ENTRIES PROVIDED
- - -

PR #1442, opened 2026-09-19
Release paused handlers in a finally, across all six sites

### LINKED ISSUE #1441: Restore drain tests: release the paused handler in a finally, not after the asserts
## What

- - -

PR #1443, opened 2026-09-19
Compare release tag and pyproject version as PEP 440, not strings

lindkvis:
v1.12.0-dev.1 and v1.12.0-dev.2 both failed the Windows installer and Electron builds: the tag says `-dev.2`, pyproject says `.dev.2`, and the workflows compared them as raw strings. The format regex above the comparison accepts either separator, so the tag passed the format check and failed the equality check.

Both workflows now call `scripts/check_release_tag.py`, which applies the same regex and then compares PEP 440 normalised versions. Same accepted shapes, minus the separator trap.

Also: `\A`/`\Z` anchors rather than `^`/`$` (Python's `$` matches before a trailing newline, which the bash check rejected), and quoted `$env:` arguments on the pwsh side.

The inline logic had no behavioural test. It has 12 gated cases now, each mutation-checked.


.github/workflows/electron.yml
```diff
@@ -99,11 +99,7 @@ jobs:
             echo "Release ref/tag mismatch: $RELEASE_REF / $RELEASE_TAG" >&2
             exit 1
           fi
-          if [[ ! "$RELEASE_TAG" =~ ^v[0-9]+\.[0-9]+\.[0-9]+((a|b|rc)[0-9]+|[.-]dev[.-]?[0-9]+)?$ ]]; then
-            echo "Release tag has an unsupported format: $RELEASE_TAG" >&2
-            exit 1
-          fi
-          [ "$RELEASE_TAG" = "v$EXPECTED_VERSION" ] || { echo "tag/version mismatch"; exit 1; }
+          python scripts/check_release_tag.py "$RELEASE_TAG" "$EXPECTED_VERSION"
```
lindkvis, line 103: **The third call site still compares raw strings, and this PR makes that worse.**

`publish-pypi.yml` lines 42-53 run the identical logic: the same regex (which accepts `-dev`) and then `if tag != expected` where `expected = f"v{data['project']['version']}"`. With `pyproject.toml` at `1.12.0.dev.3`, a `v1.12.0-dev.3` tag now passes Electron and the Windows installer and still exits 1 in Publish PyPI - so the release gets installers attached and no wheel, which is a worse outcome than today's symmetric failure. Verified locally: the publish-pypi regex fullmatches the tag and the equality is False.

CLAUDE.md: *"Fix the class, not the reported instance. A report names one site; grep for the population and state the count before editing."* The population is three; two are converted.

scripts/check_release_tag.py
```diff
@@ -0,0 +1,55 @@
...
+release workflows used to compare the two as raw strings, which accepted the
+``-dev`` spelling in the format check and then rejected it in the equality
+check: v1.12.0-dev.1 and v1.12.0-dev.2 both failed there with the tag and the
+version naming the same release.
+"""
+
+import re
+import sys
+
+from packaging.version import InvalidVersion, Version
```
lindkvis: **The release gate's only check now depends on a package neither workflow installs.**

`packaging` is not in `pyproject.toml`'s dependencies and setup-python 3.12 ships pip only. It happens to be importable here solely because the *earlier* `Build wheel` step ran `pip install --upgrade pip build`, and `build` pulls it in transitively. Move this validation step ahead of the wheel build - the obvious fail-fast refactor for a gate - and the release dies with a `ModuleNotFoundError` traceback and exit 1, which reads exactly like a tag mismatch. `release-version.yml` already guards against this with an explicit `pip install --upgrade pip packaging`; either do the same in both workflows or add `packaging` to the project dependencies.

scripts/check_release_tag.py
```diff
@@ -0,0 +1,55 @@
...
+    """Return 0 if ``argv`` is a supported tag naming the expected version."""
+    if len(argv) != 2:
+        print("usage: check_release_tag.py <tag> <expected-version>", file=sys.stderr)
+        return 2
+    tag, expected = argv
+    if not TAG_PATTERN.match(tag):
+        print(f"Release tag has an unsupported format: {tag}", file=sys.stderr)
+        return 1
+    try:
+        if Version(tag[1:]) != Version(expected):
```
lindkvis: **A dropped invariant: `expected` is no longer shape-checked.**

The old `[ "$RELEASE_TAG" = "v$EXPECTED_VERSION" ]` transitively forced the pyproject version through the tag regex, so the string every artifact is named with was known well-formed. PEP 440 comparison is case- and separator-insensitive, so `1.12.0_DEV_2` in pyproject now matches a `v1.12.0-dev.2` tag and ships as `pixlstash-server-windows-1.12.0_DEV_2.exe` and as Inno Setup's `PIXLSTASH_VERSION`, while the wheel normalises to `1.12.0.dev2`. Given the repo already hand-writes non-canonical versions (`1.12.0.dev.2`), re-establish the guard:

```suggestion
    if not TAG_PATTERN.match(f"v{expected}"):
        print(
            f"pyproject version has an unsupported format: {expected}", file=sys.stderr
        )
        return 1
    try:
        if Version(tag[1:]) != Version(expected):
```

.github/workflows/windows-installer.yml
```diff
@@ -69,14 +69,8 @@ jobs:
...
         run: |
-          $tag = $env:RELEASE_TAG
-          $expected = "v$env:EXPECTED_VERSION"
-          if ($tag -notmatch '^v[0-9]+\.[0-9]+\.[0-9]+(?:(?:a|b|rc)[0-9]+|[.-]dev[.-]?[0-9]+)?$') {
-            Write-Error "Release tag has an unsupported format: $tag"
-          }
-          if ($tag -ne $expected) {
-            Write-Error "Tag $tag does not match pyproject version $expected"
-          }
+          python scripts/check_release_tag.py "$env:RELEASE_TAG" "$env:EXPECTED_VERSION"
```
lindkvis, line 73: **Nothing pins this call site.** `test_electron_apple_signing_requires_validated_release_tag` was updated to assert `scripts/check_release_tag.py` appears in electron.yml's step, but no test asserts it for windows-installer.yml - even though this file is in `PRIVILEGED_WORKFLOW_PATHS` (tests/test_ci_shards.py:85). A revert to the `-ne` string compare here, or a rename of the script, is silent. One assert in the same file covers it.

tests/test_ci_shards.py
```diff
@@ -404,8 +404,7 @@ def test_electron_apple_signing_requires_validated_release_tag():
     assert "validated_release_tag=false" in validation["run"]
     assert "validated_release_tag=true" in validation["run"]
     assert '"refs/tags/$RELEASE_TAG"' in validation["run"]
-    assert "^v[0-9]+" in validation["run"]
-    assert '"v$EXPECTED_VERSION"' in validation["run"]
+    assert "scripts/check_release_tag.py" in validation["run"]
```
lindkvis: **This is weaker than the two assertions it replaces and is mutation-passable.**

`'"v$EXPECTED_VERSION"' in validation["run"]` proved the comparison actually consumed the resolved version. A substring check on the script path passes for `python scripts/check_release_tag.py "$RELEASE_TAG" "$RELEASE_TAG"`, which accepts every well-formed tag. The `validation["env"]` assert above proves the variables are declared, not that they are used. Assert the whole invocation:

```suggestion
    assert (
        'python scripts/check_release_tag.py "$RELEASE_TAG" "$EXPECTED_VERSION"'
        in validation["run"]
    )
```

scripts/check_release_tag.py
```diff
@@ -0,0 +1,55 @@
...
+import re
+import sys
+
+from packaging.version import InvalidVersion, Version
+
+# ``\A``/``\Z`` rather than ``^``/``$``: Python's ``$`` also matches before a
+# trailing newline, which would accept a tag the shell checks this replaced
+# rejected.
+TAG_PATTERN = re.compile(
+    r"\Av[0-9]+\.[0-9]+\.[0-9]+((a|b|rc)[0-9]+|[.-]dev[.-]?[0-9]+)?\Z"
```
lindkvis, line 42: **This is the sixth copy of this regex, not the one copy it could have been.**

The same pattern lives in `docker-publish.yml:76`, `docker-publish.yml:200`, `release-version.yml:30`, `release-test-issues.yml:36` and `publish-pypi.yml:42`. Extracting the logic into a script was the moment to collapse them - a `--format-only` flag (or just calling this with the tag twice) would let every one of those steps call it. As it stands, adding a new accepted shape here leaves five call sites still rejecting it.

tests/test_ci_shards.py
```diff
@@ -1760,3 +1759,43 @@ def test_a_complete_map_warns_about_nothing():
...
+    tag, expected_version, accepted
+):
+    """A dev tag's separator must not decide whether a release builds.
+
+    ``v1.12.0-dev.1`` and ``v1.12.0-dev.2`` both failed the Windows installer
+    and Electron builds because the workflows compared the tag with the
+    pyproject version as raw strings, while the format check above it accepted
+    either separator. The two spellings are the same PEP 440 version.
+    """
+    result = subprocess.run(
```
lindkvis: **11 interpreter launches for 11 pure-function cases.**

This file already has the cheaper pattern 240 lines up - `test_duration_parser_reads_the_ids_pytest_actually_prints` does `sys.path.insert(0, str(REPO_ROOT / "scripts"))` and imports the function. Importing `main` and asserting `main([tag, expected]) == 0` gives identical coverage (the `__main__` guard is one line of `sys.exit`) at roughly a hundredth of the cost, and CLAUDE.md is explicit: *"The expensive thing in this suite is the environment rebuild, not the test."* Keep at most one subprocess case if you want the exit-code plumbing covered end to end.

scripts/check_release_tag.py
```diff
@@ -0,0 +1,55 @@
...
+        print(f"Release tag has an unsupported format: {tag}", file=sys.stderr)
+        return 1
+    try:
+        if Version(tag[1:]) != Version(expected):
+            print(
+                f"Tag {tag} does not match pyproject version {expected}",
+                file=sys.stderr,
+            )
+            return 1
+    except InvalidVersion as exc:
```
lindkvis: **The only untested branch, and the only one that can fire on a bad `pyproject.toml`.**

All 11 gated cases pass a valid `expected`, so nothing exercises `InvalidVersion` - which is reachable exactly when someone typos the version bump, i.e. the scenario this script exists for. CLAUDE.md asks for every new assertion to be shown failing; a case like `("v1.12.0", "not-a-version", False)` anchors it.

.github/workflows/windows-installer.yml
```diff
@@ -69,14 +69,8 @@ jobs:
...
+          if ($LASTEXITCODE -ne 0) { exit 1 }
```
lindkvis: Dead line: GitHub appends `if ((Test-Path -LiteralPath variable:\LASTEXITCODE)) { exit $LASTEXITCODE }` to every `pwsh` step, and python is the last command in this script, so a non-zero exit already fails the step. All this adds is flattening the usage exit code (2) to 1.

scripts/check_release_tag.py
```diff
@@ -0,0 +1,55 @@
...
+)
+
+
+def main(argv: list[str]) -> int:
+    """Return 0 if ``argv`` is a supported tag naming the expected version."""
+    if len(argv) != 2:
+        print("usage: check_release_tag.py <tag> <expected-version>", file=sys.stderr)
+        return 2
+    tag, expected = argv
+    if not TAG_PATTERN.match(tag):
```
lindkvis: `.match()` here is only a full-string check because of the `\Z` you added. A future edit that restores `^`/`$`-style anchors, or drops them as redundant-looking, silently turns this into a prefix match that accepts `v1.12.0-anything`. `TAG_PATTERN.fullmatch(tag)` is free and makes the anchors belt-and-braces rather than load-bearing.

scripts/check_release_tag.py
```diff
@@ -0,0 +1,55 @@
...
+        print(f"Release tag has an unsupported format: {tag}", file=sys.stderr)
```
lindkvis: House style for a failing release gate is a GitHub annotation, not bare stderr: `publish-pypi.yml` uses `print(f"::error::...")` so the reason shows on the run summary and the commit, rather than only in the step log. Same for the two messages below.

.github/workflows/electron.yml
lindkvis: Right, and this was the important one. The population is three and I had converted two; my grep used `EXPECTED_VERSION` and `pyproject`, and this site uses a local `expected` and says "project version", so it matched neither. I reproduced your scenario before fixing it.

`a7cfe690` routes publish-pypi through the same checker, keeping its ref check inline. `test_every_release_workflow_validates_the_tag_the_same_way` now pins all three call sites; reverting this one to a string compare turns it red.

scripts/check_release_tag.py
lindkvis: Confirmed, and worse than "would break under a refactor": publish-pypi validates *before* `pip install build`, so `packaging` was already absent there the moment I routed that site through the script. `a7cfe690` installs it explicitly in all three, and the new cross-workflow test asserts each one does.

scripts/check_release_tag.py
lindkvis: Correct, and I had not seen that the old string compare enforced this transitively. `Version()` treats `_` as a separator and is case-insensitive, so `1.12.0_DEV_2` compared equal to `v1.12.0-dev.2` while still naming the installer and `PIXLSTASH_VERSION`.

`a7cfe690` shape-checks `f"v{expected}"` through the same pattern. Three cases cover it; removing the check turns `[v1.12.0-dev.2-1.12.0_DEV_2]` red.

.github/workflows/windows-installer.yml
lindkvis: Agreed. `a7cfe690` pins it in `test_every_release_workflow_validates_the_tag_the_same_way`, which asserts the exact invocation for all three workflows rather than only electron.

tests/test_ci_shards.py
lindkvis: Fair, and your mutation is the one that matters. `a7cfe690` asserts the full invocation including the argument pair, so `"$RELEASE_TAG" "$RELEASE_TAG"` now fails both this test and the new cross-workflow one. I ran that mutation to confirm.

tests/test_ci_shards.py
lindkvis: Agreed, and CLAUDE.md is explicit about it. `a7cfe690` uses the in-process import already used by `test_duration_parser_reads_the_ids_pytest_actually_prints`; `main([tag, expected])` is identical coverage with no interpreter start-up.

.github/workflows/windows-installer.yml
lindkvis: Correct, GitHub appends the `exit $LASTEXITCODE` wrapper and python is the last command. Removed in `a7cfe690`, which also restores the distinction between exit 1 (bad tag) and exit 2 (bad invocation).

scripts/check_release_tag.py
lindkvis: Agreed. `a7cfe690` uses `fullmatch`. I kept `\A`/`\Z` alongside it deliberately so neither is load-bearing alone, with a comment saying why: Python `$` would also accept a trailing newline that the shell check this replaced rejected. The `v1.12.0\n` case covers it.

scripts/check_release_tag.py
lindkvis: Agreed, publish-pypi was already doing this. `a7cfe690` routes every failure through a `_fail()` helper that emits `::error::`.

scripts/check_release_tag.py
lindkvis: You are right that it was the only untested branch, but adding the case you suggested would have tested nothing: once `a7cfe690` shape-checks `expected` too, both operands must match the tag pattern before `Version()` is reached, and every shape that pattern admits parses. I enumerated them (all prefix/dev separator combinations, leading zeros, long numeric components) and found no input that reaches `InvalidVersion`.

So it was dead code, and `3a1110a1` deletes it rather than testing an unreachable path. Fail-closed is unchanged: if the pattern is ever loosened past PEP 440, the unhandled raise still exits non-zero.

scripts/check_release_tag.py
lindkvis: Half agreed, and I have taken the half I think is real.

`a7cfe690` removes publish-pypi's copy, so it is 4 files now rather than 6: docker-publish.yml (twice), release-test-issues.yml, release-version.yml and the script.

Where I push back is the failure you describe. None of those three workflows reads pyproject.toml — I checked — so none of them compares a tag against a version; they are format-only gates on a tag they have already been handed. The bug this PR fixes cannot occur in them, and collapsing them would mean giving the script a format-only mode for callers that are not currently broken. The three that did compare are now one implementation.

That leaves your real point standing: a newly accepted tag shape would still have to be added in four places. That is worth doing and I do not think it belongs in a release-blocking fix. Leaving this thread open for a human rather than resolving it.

- - -

TASK GOAL
Go through the records and gather the lines that hold "checked".

ANSWER SECTION
The inline logic had no behavioural test. It has 12 gated cases now, each mutation-checked.
lindkvis: **A dropped invariant: `expected` is no longer shape-checked.**
Where I push back is the failure you describe. None of those three workflows reads pyproject.toml — I checked — so none of them compares a tag against a version; they are format-only gates on a tag they have already been handed. The bug this PR fixes cannot occur in them, and collapsing them would mean giving the script a format-only mode for callers that are not currently broken. The three that did compare are now one implementation.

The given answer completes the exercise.